Air Mata Duka Perempuan dan Anak

Saya menyajikan beberapa kasus antara lain, di suatu siang pada akhir bulan Oktober tahun 2017 telepon masuk

Editor: Dion DB Putra
istock
ilustrasi 

Oleh: Dra. Maria Fatima Daniel, BE
Pusat Pelayanan Terpadu Pemberdayaan Perempuan dan Anak (P2TP2A) NTT

POS KUPANG.COM -- Ada begitu banyak duka dan air mata perempuan dan anak yang mengalami kekerasan telah ditangani oleh berbagai lembaga termasuk lembaga kami.

Saya menyajikan beberapa kasus antara lain, di suatu siang pada akhir bulan Oktober tahun 2017 telepon masuk ke HP saya, terdengar suara seorang perempuan yang terpatah-patah menyampaikan bahwa ada seorang ibu/istri di desa X di Kabupaten Kupang, dipukul suami dan karena belum puas menyiksa istrinya sang suami memotong bagian belakang istrinya dengan parang.

Korban lainnya adalah balita, anak usia balita itu sebut saja Angel (nama samaran) diperkosa dan korban baru dihantar ke P2TP2A setelah dua minggu kejadian (syukur karena keluarga sudah membawa visum setelah kejadian itu).

Setelah melalui konseling yang intensif akhirnya terungkap bahwa pelakunya adalah ayah kandung si anak balita itu.

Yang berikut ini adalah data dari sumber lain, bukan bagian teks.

PR #4323, opened 2022-05-08
Fix `ERROR: relation "txo_spending_info" does not exist`

rorp:
Fixes https://github.com/bitcoin-s/bitcoin-s/issues/4321

PR #4336, opened 2022-05-17
Validate `bitcoin-s.wallet.walletName` config option

Christewart:
This came up in #4323 . This makes sure that the walletName is alpha numeric and only contains `-` or `_`

https://github.com/bitcoin-s/bitcoin-s/pull/4323#issuecomment-1121402512

### DIFF
--- a/key-manager/src/main/scala/org/bitcoins/keymanager/config/KeyManagerAppConfig.scala
+++ b/key-manager/src/main/scala/org/bitcoins/keymanager/config/KeyManagerAppConfig.scala
@@ -30,7 +30,10 @@ case class KeyManagerAppConfig(
   lazy val networkParameters: NetworkParameters = chain.network
 
   lazy val walletNameOpt: Option[String] = {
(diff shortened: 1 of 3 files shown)


key-manager/src/main/scala/org/bitcoins/keymanager/config/KeyManagerAppConfig.scala
```diff
@@ -30,7 +30,10 @@ case class KeyManagerAppConfig(
   lazy val networkParameters: NetworkParameters = chain.network
 
   lazy val walletNameOpt: Option[String] = {
-    config.getStringOrNone(s"bitcoin-s.wallet.walletName")
+    val nameOpt = config.getStringOrNone(s"bitcoin-s.wallet.walletName")
+    require(nameOpt.map(KeyManagerAppConfig.validateWalletName).getOrElse(true),
+            s"Invalid wallet name, only alphanumeric with _, got=$nameOpt")
```
benthecarman, line 35: this error message doesn't mention you can include `-`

Korban lain lagi Ibu Dita (nama samaran), perempuan setengah baya yang berpendidikan sama dengan suami Markus (nama samaran) hanya sampai SD, memiliki seorang anak balita yang berumur hampir 5 tahun.

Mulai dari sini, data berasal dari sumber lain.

PR #4348, opened 2022-05-22
Fix lnd sendToRoute for 0 amount invoices

benthecarman:


Christewart (commented):
can we add a unit test? This seems like a tricky scenario that is easy to forget about

benthecarman:
> can we add a unit test? This seems like a tricky scenario that is easy to forget about

Good idea, done

Christewart:
typo i believe https://github.com/bitcoin-s/bitcoin-s/runs/6546624277?check_suite_focus=true#step:5:213

PR #4356, opened 2022-05-29
Remove Spv code

### LINKED ISSUE #4215: Remove `Spv` code.
I don't think this is necessary anymore and just adds dead weight to the codebase. I dont believe bitcoin core even recommends spv anymore.

solo1g:
Closes #4215.


Christewart (approved):

Christewart (changes requested):
I think these can be removed as well: 

- https://github.com/bitcoin-s/bitcoin-s/blob/8f958bf5d9957438d703819a087d87813f3edd89/core/src/main/scala/org/bitcoins/core/api/wallet/SpvWalletApi.scala#L13
- https://github.com/bitcoin-s/bitcoin-s/blob/5777ec1c316a3e160a3706cf9fd119c2e7436452/testkit/src/main/scala/org/bitcoins/testkit/BitcoinSTestAppConfig.scala#L61

Otherwise this LGTM 🎉

Christewart (approved):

Markus kesehariannya nganggur, suka minum miras hingga mabuk. Dita kesehariannya berdagang serabutan dengan modal yang sangat kecil untuk mempertahankan asap dapur keluarga. Markus selalu menuntut untuk mendapatkan uang dari hasil dagangan istri untuk beli laru (minuman alkohol lokal).

Bila hasil dagangan Dita hanya sedikit yang laku maka modal diambil dan dia mendapatkan bogem dari suami. Sekali peristiwa sang suami kalap karena dagangan Dita tidak laku sama sekali. Rambut Dita ditarik dan tubuhnya dihempaskan ke dinding dan dibanting ke lantai semen hingga darah bercucuran.

Demikian cerita sang balita yang pada waktu itu menyaksikan ibunya disiksa (psikologi anak pastinya terganggu). Tiga kasus tersebut hanya bagian kecil dari ratusan kasus yang ditangani P2TP2A (lembaga bentukan Pemerintah Provinsi NTT).

Tanggal 25 November, dunia memperingati Hari Internasional Anti Kekerasan yang dirayakan selama 16 hari mulai tanggal 25 November dan berakhir pada 10 Desember 2017, tepat pada peringatan Hari Hak Asasi Manusia (HAM) Internasional. Mengapa tanggal 25 November? Berikut secuil kisah sejarahnya.

Tanggal 25 November 26 tahun lalu (1991), dua bersaudara Patricia Minerva dan Maria Teresa dibunuh secara keji oleh penguasa diktator Republik Dominika Rafael Trujillo.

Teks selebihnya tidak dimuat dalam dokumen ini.